In the past few years CubeSats revolutionised space applications in low Earth orbit, levelling the playfield and opening space to commercialisation, especially for smaller and medium companies. While their benefits are undeniable, a significant drawback is their potential to generate additional space debris. As the requirements for orbital lifetime and sustainability become more demanding, new challenges will arise for CubeSats.
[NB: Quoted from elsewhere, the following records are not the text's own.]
PR #114, opened 2016-03-07
Pullreq raspi OSD fixes

bennettpeter:
When playing recordings or videos in HD on raspberry PI with xcb, if you do something that displays an OSD, audio becomes choppy and video becomes jerky until the OSD is taken down. The only OSD option for raspberry pi with xcb is softblend. These fixes optimize the softblend process in several ways. 
1. Prevent blending OSD into frames that will be skipped.
2. Multi threading designed by LVR to speed the OSD blending.
3. Eliminate merging of areas of the OSD that are either opaque or invisible. For invisible areas: skip, for opaque areas: overwrite, instead of existing code that calculates a merge every time.
Performance with OSD is now almost perfect.
I recommend turning off "OSD fade", as that still causes a small glitch.
Ticket here: https://code.mythtv.org/trac/ticket/12677

### DIFF
--- a/mythtv/libs/libmythtv/DVD/mythdvdplayer.cpp
+++ b/mythtv/libs/libmythtv/DVD/mythdvdplayer.cpp
@@ -234,13 +234,6 @@ void MythDVDPlayer::DisplayLastFrame(void)
     SetScanType(kScan_Progressive);
     DisplayDVDButton();
 
-    osdLock.lock();
-    videofiltersLock.lock();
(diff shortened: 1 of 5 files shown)


dekarl:
Fixed in 7f8614ec, 109bf9d38983cb764d6fa9ea1cf34b16898efdfb and 5d06abc5fd601ed955bbf9c0a5f70b039b52e9f7

PR #115, opened 2016-03-20
Fix bleed through of background when playing video with OpenMAX

bennettpeter:
This fixes the bug in ticket: https://code.mythtv.org/trac/ticket/12691
Fixes:
1. With OpenMAX playback profile if you play a video that is letterbox or pillarbox, the blank areas next to the video shows artifacts from the playback window, depending on the theme.
2. When changing resolution the screen displays "Please Wait", or the whole playback window, depending on the theme

These are fixed by creating a video background window that is black if OpenMAX is being used.


dekarl:
Fixed in aa676f77d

ESA is looking for innovative ideas to make the versatile satellites more sustainable.

Debris objects - mostly debris - in low Earth orbit (LEO) - view over the equator

ESA's Zero Debris approach seeks to significantly limit the production of debris in Earth and Lunar orbits by 2030 for all future missions, programmes and activities. According to the Agency's 2023 Space Environment report, 48.6% of satellites weighing between 10 and 100 kg do not meet current space debris mitigation standards. These satellites depend exclusively on natural decay to comply with the 25-year rule, which mandates that spacecraft must leave protected orbits within 25 years of the end of their operational life. Also, end-of-life active deorbiting systems for CubeSats have yet to be fully demonstrated.

The call is funded by the Preparation element of ESA’s Basic Activities under the SysNova initiative, which promotes joint studies by academic and industrial institutions across ESA Member States in the exploratory phase of new topics. It uses technology challenges and competition to survey a comparatively large number of alternative solutions to a proposed topic.